In the patient-based analysis, PET/CT and wbMRI revealed comparable sensitivity and accuracy for the classification of the whether the patient had metastasis or not (Table 3). When looking at the patient-based analysis regarding metastatic involvement of different organs, the diagnostic accuracy of PET/CT was significantly higher for bone and lymph node metastases. In contrast to the lesion-based analysis, the diagnostic accuracy of PET/CT and MRI were comparable for lung and liver metastases in the patient-based analysis. The discrepant results in the lesion- and patient-based analyses emphasize the influence of the evaluation scheme on the study results when comparing the diagnostic performance of imaging modalities in the staging of oncologic patients.
The patient-based analysis is most important for the initial work-up of patients with NET when the categorization has to be made on whether there are metastases present or not. However, once the patient’s status is categorized as metastatic, the diagnostic work-up has to move a step further. Then, it is required to accurately assess the number and localization of metastases so that the best individual treatment plan for each patient can be defined. Once in this phase of the diagnostic work-up, a patient-based comparison might no longer suffice to find the best staging modality.
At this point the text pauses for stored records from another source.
PR #1135, opened 2018-02-02
Remove Makefile and migrate to NPM scripts

ylemkimon:
Fixes #1121.

PR #1140, opened 2018-02-04
set up code coverage

kevinbarabash:
In #1139 @ronkok added unit tests for `lap` commands.  I didn't realize that we didn't have before.  I decided to setup of codecov reports to help identify changes in coverage with pull requests but also indicate places where we might want to add some more tests.

Fixes #748.

PR #1146, opened 2018-02-06
Update NPM scripts and documentation

ylemkimon:
This is a follow-up of #1135.

* Group more test npm scripts into `test:`
* Update documentations on the development workflow

### DIFF
--- a/.travis.yml
+++ b/.travis.yml
@@ -15,5 +15,5 @@ install:
   - npm install -g codecov
 script:
   - npm test
-  - npm run coverage && codecov
-  - dockers/Screenshotter/screenshotter.sh --verify
+  - npm run test:jest:coverage && codecov
+  - npm run test:screenshots
--- a/.travis.yml
+++ b/.travis.yml
@@ -12,6 +12,8 @@ before_script:
   - docker pull selenium/standalone-chrome:2.48.2
   - docker images --no-trunc
 install:
+  - npm install
+  - npm ls || true
   - npm install -g codecov
 script:
   - npm test
--- a/dockers/Screenshotter/README.md
+++ b/dockers/Screenshotter/README.md
@@ -1,15 +1,14 @@
 # How to generate screenshotter images
 
-## Automatic generation of screen shots
+## Automatic generation of screenshots
 
 Now you too can generate screenshots from your own computer, and (hopefully)
 have them look mostly the same as the current ones! Make sure you have docker
 installed and running.
 If all you want is (re)create
-all the snapshots for all the browsers, then you can do so by running the
-`screenshotter.sh` script:
+all the snapshots for all the browsers, then you can do so by:
 
-    dockers/Screenshotter/screenshotter.sh
+    npm run test:screenshots:update
 
 It will fetch all required selenium docker images, and use them to
 take screenshots.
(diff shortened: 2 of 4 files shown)


package.json
```diff
@@ -60,21 +60,21 @@
...
+    "test:screenshots:update": "npm run prestart && dockers/Screenshotter/screenshotter.sh",
+    "test:perf": "npm run prestart && NODE_ENV=test node test/perf-test.js",
     "clean": "rm -rf build/* node_modules/",
     "clean-install": "npm run clean && npm i",
-    "screenshots": "npm run prestart && dockers/Screenshotter/screenshotter.sh",
-    "verify-screenshots": "npm run screenshots -- --verify",
     "prestart": "node check-node-version.js && check-dependencies && cd src && node unicodeMake.js >unicodeSymbols.js",
     "start": "webpack-dev-server --hot --config webpack.dev.js",
     "build": "npm run prestart && rimraf build/* && webpack",
+    "watch": "npm run build -- --watch",
```
ylemkimon: I added `watch` in #1068, but with I'm not sure there is a use case.

package.json
```diff
@@ -60,21 +60,21 @@
...
     "test:jest": "jest",
-    "jest-update": "jest --updateSnapshot",
-    "coverage": "jest --coverage",
+    "test:jest:update": "jest --updateSnapshot",
+    "test:jest:coverage": "jest --coverage",
+    "test:screenshots": "npm run test:screenshots:update -- --verify",
+    "test:screenshots:update": "npm run prestart && dockers/Screenshotter/screenshotter.sh",
+    "test:perf": "npm run prestart && NODE_ENV=test node test/perf-test.js",
     "clean": "rm -rf build/* node_modules/",
     "clean-install": "npm run clean && npm i",
```
ylemkimon: These were added in #902, but I'm not sure there is a use case. Also, I think it may be confused with only removing `build` folder.

.travis.yml
```diff
@@ -12,8 +12,10 @@ before_script:
   - docker pull selenium/standalone-chrome:2.48.2
   - docker images --no-trunc
 install:
+  - npm install
+  - npm ls
```
ylemkimon: It seems that `npm install` was no longer run, as `install` was overridden in #1140, but tests passed due to cached packages.

.travis.yml
```diff
@@ -12,8 +12,10 @@ before_script:
   - docker pull selenium/standalone-chrome:2.48.2
   - docker images --no-trunc
 install:
+  - npm install
+  - npm ls || true
```
ylemkimon: It seems that `npm install` was no longer run, as `install` was overridden in #1140, but tests passed due to cached packages.

kevinbarabash: Interesting.  I guess `check-dependencies` would've caught any difference and just failed the build.  Thanks for fixing this.

dockers/Screenshotter/README.md
```diff
@@ -61,3 +60,12 @@ Examples:
 
     node dockers/Screenshotter/screenshotter.js -i Sqrt,SqrtRoot
     dockers/Screenshotter/screenshotter.sh --exclude=GreekLetters
+
+# How to run screenshotter tests
+
+You can verify screenshots by running:
```
kevinbarabash: Thanks for adding this.

package.json
kevinbarabash: Not sure, but it's fine to keep it.

edemaine:
I'm late to this party, and just discovered that I can no longer `npm run jest` to run the Jest test.  I can see the elegance of the new naming scheme, but I find them a bit tedious to type...  Thoughts on adding aliases of `jest` -> `test:jest` etc.?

In general, the most important staging factor that influences the clinical management is resectability. Thus, in most cases, the presence or absence of organ metastases is crucial and this can mostly be described based on patient/organ status (metastatic or not) rather than on lesion counts. However, in selected cases with limited disease extent, the number and even the distribution pattern of lesions per organ are used to decide on resectability. In these cases, lesion-based comparison of imaging modalities is more important. Therefore, interpretation of the study results needs to be done with respect to the precise clinical question.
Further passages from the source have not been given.